Long tests or production jobs should be submitted to a TORQUE queue with the qsub command as described on the Running Jobs pages.  Options for specifying the number and distribution of processors, memory and run time are mentioned there.

Here is an example of a script to run an MPI program, pn, using 2 processor cores. If the script file is named pn.pbs, submit the job with qsub pn.pbs

#!/bin/bash
#PBS -S /bin/bash
#PBS -l procs=2

# Script for running a parallel MPI job, pn.
# 2010-01-12 DSP

cd $PBS_O_WORKDIR

echo "Current working directory is `pwd`"

# Calculate the number of cores requested of the batch system.
# On most WestGrid systems, one can use "CORES=$PBS_NP" instead.

CORES=`/bin/awk 'END {print NR}' $PBS_NODEFILE`
echo "Running on $CORES cores."

echo "Starting run at: `date`"
mpiexec ./pn

Note the use of the -l procs=nn resource request in the above example.  This request allows the batch system to spread the job out on multiple nodes. While appropriate on many WestGrid systems, there are others (Breezy, Lattice and Parallel) where the use of procs is specifically discouraged.  As noted in the QuickStart Guides for those systems, instead of -l procs=nn, one should use -l nodes=x:ppn=y, where y is usually chosen to match the number of cores per node (8, 12 or 24, depending on the system).

Note that mpiexec will start the same number of MPI processes as cores assigned to your job, unless you override this with an additional argument.

In the above script, the form "./pn" is used to ensure that the program can be run even if "." (the current directory) is not in your command PATH.

Source code for the pn sample program itself, pn.f, is available here.

Debugging

Introduction

One of the strengths of the WestGrid environment for debugging is the wide variety of compilers and debuggers available. Some users get their code running on one system and then tend to blame the compiler if it doesn't behave the same way on a different platform. However, the compilers get a lot more careful scrutiny than the typical user's code. It is almost always hidden errors such as non-standard usage, uninitialized variables, array bounds problems, type mismatches, or a failure to understand the numerical limitations in the researcher's program, rather than compiler problems that leads to inconsistency in behaviour across systems. So, you are encouraged to try your code on more than one of the WestGrid systems and with more than one type of compiler.

Here are some other general guidelines for code development and debugging.

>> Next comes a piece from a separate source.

PR #7282, opened 2024-05-30
*: update deps

arvindbr8:
I got the feeling that #7274 was not complete. For that PR, I ran `go mod tidy` with `--compat=1.19` to update the deps per our release manual. However, `toolchain` declarative got added pointing to `go1.22.1`. I think this is based on the go env on my local.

  • Keep a baseline version of your code, along with both input and output in a separate directory from the development version on which you are currently working.
  • Make changes in relatively small steps.
  • Use diff, xdiff, or xxdiff to compare versions of files.
  • Use IMPLICIT NONE in Fortran.
  • Depending on the language, make liberal use of WRITE, printf or cout statements. Saving debugging data to one or more files may encourage you to keep the output statements in your code, where they may come in handy a little later on. Comment out the debugging statements rather than deleting them.
  • Use visualization tools to look at more than just a small sample of the output.
  • Don't be shy about showing your code to someone else, such as the WestGrid support analysts. Write to support@westgrid.ca .

Regardless of the system being used, adding a -g flag to the compilation is a minimum prerequisite for using a debugger.

See the section above on serial code development for links to specific information about the debuggers available on the various WestGrid systems.

Improving Performance

Introduction

For many systems, one uses a -pg compiler flag to instrument code to collect statistics for later analysis with the gprof utility.

For profiling MPI code, one can use the MPE profiling libraries.

For a discussion of performance profiling for OpenMP programs using the ssrun command on nexus, see the program development tools section of the course notes developed at the University of Alberta. The ssrun and perfex commands for SGI systems are also discussed in more recent workshop notes.


 Updated 2014-01-13 - Completed removal of references to Glacier and Checkers.